Issue #492, opened 2020-11-19
Update field-grid-dropdown Blockly dependency after core release


moniika:
**Category**
Plugins

**Component**
field-grid-dropdown

**Describe the issue**

The `peerDependencies` and `devDependencies` for `field-grid-dropdown` should be updated to the latest release of Blockly because it depends on an annotation visibility change made in https://github.com/google/blockly/pull/4453.

PR #518, opened 2020-12-15
Remove private from field-grid-dropdown

moniika:
Remove private from field-grid-dropdown


rachel-fenichel (approved):

moniika:
As per #492. This plugin should also be update to the latest version of blockly after release.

_ASSIGNED TASK_.
Each line from the one holding "PR #518, opened 2020-12-15" to the end of the entries is to be written out exactly. Skip every line before it.

_WRITTEN RESPONSE_.
PR #518, opened 2020-12-15
Remove private from field-grid-dropdown

moniika:
Remove private from field-grid-dropdown


rachel-fenichel (approved):

moniika:
As per #492. This plugin should also be update to the latest version of blockly after release.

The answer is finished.